PROBLEM STATEMENT:
As the answer, set down the lines below from the one containing "The main reason" through the one containing "PR #846, opened 2026-03-16", exactly and inclusively, and no others.

AVAILABLE RECORDS:
PR #838, opened 2026-03-11
[PM-32428] Introduce sealed cipher blob container

shane-melton:
## 🎟️ Tracking

[PM-32428](https://bitwarden.atlassian.net/browse/PM-32428)

## 📔 Objective

Implements the outer container that packages the wrapped CEK and encrypted data envelope. This is what will eventually be serialized into the `Cipher.data` field.

Also moves the `ciborium` crate to be a workspace dependency instead of only used by `bitwarden-crypto`.

[PM-32428]: https://bitwarden.atlassian.net/browse/PM-32428?atlOrigin=eyJpIjoiNWRkNTljNzYxNjVmNDY3MDlhMDU5Y2ZhYzA5YTRkZjUiLCJwIjoiZ2l0aHViLWNvbS1KU1cifQ

### DIFF
--- a/crates/bitwarden-vault/src/cipher/blob/sealed.rs
+++ b/crates/bitwarden-vault/src/cipher/blob/sealed.rs
@@ -7,14 +7,14 @@ use bitwarden_encoding::B64;
 use serde::{Deserialize, Serialize};
 use thiserror::Error;
 
-use super::{CipherBlob, CipherBlobLatest};
-use crate::cipher::blob::v1::CipherBlobV1;
+use super::CipherBlob;
 
 const FORMAT_VERSION: u8 = 1;
 
 /// Error type for `SealedCipherBlob` operations.
+#[allow(dead_code)]
 #[derive(Debug, Error)]
-pub(crate) enum SealedCipherBlobError {
+pub(super) enum SealedCipherBlobError {
     #[error("Unsupported format version: {0}")]
     UnsupportedFormatVersion(u8),
     #[error("CBOR encoding error")]
@@ -30,17 +30,19 @@ pub(crate) enum SealedCipherBlobError {
 /// Sealed container that packages a wrapped CEK and encrypted `DataEnvelope` together.
 ///
 /// Serializable into the `Cipher.data: Option<String>` field.
+#[allow(dead_code)]
 #[derive(Serialize, Deserialize, Debug, Clone)]
-pub(crate) struct SealedCipherBlob {
+pub(super) struct SealedCipherBlob {
     format_version: u8,
     wrapped_cek: EncString,
     envelope: DataEnvelope,
 }
 
+#[allow(dead_code)]
 impl SealedCipherBlob {
     /// Seals a `CipherBlob` into a `SealedCipherBlob` by encrypting it with a new CEK
     /// wrapped by the provided wrapping key.
-    pub(crate) fn seal(
+    pub(super) fn seal(
         data: CipherBlob,
         wrapping_key: &SymmetricKeyId,
         ctx: &mut KeyStoreContext<KeyIds>,
@@ -55,7 +57,7 @@ impl SealedCipherBlob {
     }
 
     /// Unseals the `CipherBlob` from this container using the provided wrapping key.
-    pub(crate) fn unseal(
+    pub(super) fn unseal(
         &self,
         wrapping_key: &SymmetricKeyId,
         ctx: &mut KeyStoreContext<KeyIds>,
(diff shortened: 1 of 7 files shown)


crates/bitwarden-vault/src/cipher/blob/sealed.rs
```diff
@@ -0,0 +1,221 @@
...
+            ));
+        }
+        Ok(self
+            .envelope
+            .unseal_with_wrapping_key(wrapping_key, &self.wrapped_cek, ctx)?)
+    }
+
+    /// Serializes this container into an opaque base64-encoded CBOR string.
+    pub(super) fn to_opaque_string(&self) -> Result<String, SealedCipherBlobError> {
+        let mut buf = Vec::new();
```
quexten, line 77: Hmm, so in this case we are creating one blob containing both the (wrapped)-CEK and the DataEnvelope? The DataEnvelope itself *could* have contained the (wrapped)-CEK, but the reason we didn't do that and externalized it was so that handling on the server-side would be easier, in case the wrapping key would have to be changed.

I'm OK with this usage, but I'll just note the implications here:

## Externalized CEK
- The server explicily has a separate value
- You can easily write actions to replace the wrapping key (in this case the cipher-key), which would just re-wrap: -attachment-key(s), blob key

## CEK + Envelope Blob
- The server has just one blob (possibly easier)
- If you want to replace the cipher-key, you must either:
  - Implement cbor parsing on the server
  - Re-upload the SealedCipherBlob

shane-melton: > Hmm, so in this case we are creating one blob containing both the (wrapped)-CEK and the DataEnvelope?

Yes, this was done intentionally to avoid having the server further concern with the internals of cipher encryption. Otherwise, we would need to add another Key column to the Cipher table, specific to the cipher blob envelope, that would need to be kept in sync with changes to the Data column. This seemed more cumbersome (and slightly confusing to have multiple Key columns) that it was worth.

Admittedly, and as you highlighted, this would require re-uploading the cipher's contents should the cipher key itself be rotated. However, we don't currently have a mechanism for directly rotating individual cipher keys, as they're already one off keys that are scoped to a specific item. Existing user key rotation can still focus on the re-wrapping the cipher key, and it will have no impact on the data envelope CEK.

For reference, here is the proposed hierarchy:

image

gbubemismith (dismissed):
Changes look good

quexten (dismissed):

crates/bitwarden-vault/src/cipher/blob/sealed.rs
Hinton: I'm curious, is there a reason to not use the cipher key as the data envelope key directly? I think if we want to ever rotate a cipher key we have to rotate the inner keys too

quexten: A few considerations:
- The cipher-key is currently AES-CBC-HMAC (not AEAD). DataEnvelope is a CoseEncrypt0 struct, and thus requires an AEAD (so chacha20-poly1305 or aes-gcm) key
  - Theoretically, we could require the CEK to be changed to be cose-compatible beforehand, however this has other implications such as requiring updating the wrapped copies of the attachment keys during migration.
- KM does not want to provide an interface where people can pass in arbitrary keys to encrypt large data, since this could lead to bad designs that do not allow cheap rotation of keys (i.e encrypt big data directly with the user-key). The current interface forces you to take and store a fresh CEK, which ensures that you must create a design which allows for cheap rotation.
  - In other words, this would break the abstraction that the DataEnvelope is supposed to provide 

As to: 
> I think if we want to ever rotate a cipher key we have to rotate the inner keys too

I don't think this is true. The CEK can be treated as part of the data and does not need to be updated for key-rotation purposes. The lifetime is exactly the same as the lifetime of the specific data copy. The only purpose is to have a cheap piece of data to re-encrypt, and the only time it should be updated is when changing the data (editing the cipher).

Hinton: > I think if we want to ever rotate a cipher key we have to rotate the inner keys too

The main reason to rotate the keys are because you consider them compromised, so keeping any key in the chain invalidates the values gained by a rotation. Imagine someone knows both the cipher key and CEK. By rotating just the cipher key, the actor can still use the old CEK to access newer iterations of the data.

Or do we create a new CEK every time the content is changed?

shane-melton: > Or do we create a new CEK every time the content is changed?

Yes, we will be creating a new CEK every time the content is encrypted with the DataEnvelope API.

shane-melton:
@quexten @gbubemismith Had to rebase after the parent branch was merged, nothing changed since your last review

gbubemismith (approved):

dani-garcia (approved):

quexten (approved):

PR #846, opened 2026-03-16
[PM-33554] Fix emergency access key-rotation

quexten:
## 🎟️ Tracking

## 📔 Objective

Fixes key-rotation for emergency access. Emergency access on the server validates the wait time on the server model. However, the value is completely unused for key-rotation, and we just set default values here. We should replace the model with a key-rotation specific model which drops these fields in the future.


Thomas-Avery (approved):
LGTM

PR #847, opened 2026-03-16
[PM-33554] Fix passkey key-rotation when encryption is not supported

quexten:
## 🎟️ Tracking

## 📔 Objective

Passkey rotation only is supported for passkeys that have encryption enabled. Other passkeys don't have a rotateable key set which results in a dataerror being returned. This PR filters out the passkeys that don't support encryption.

This is verified with a unit test for all 4 cases which the passkey prf status value can have.


Thomas-Avery (approved):
LGTM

WRITTEN ANSWER:
The main reason to rotate the keys are because you consider them compromised, so keeping any key in the chain invalidates the values gained by a rotation. Imagine someone knows both the cipher key and CEK. By rotating just the cipher key, the actor can still use the old CEK to access newer iterations of the data.

Or do we create a new CEK every time the content is changed?

shane-melton: > Or do we create a new CEK every time the content is changed?

Yes, we will be creating a new CEK every time the content is encrypted with the DataEnvelope API.

shane-melton:
@quexten @gbubemismith Had to rebase after the parent branch was merged, nothing changed since your last review

gbubemismith (approved):

dani-garcia (approved):

quexten (approved):

PR #846, opened 2026-03-16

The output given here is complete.